§ **The task**
Your response should be every line from the entries that includes the string "PageLayout".

Stored data entries

# # #

PR #95, opened 2025-01-05
Remove '__version__' and '__repo__' to save RAM

SamantazFox:
As said in the title, this removes the `__version__` and `__repo__` symbols from all modules to save up on RAM.

During my testing on an Feather RP2040 CAN, I was able to save 2.5 kB of that precious RAM in a worst-case scenario (= all modules being imported). This represents almost 1% of that MCU's total amount.

Notes: to get the numbers below, I applied the same optimization to [Adafruit_CircuitPython_imageload](https://github.com/adafruit/Adafruit_CircuitPython_imageload), on which this module depends, and all the libraries were compiled to `.mpy` beforehand using `mpy-cross` v9.2.1, which is the exact CP version that my board is running.

Code used to test:
```python
import gc

from adafruit_displayio_layout import *
from adafruit_displayio_layout.layouts.grid_layout import *
from adafruit_displayio_layout.layouts.linear_layout import *
from adafruit_displayio_layout.layouts.page_layout import *
from adafruit_displayio_layout.layouts.tab_layout import *
from adafruit_displayio_layout.widgets.cartesian import *
from adafruit_displayio_layout.widgets.control import *
from adafruit_displayio_layout.widgets.easing import *
from adafruit_displayio_layout.widgets.flip_input import *
from adafruit_displayio_layout.widgets.icon_animated import *
from adafruit_displayio_layout.widgets.icon_widget import *
from adafruit_displayio_layout.widgets.switch_round import *
from adafruit_displayio_layout.widgets.widget import *

print(gc.mem_alloc())
```

results:
* before: 59792 bytes
* after:  57216 bytes
* saved: 2576 bytes

### DIFF
--- a/adafruit_displayio_layout/layouts/grid_layout.py
+++ b/adafruit_displayio_layout/layouts/grid_layout.py
@@ -32,9 +32,6 @@ import math
 import displayio
 from vectorio import Rectangle
 
-__version__ = "0.0.0+auto.0"
-__repo__ = "https://github.com/adafruit/Adafruit_CircuitPython_DisplayIO_Layout.git"
-
 
 class GridLayout(displayio.Group):
     """
--- a/adafruit_displayio_layout/layouts/page_layout.py
+++ b/adafruit_displayio_layout/layouts/page_layout.py
@@ -32,9 +32,6 @@ except ImportError:
 
 import displayio
 
-__version__ = "0.0.0+auto.0"
-__repo__ = "https://github.com/adafruit/Adafruit_CircuitPython_DisplayIO_Layout.git"
-
 
 class PageLayout(displayio.Group):
     """
--- a/adafruit_displayio_layout/layouts/tab_layout.py
+++ b/adafruit_displayio_layout/layouts/tab_layout.py
@@ -37,9 +37,6 @@ from adafruit_display_text.bitmap_label import Label
 from adafruit_imageload.tilegrid_inflator import inflate_tilegrid
 from adafruit_displayio_layout.layouts.page_layout import PageLayout
 
-__version__ = "0.0.0+auto.0"
-__repo__ = "https://github.com/adafruit/Adafruit_CircuitPython_DisplayIO_Layout.git"
-
 
 class TabLayout(displayio.Group):
     """
--- a/adafruit_displayio_layout/widgets/cartesian.py
+++ b/adafruit_displayio_layout/widgets/cartesian.py
@@ -41,10 +41,6 @@ except ImportError:
     pass
 
 
-__version__ = "0.0.0+auto.0"
-__repo__ = "https://github.com/adafruit/Adafruit_CircuitPython_DisplayIO_Layout.git"
-
-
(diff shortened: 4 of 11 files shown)


tannewt:
Does this work with circup still? I think circup uses this info to map back to a package but I could be wrong.

Neradoc:
We do need the version somewhere so it can be read by code, but mostly tools like circup for updates.
I guess since it's common to all modules in the package, in could be in a single file like the `__init__.py` at the root level of the package. Maybe it could even be in something like a "version.py" file that doesn't get loaded automatically when using the library (`__init__.py` is) though a version string is not that big.
I don't know if there is a way to have it in some metadata in the file that wouldn't be loaded to memory.

The repository URL is read in circup, if present, but used only in one place, when warning that a module has a bad version number, adding `Please file an issue in the library repo.` Circup could use the bundle json file which does contain that information too.

Also, if we do any of that, it's worth looking at making it a policy across the whole bundle.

# # #

§ **Solved problem**
 class PageLayout(displayio.Group):
 from adafruit_displayio_layout.layouts.page_layout import PageLayout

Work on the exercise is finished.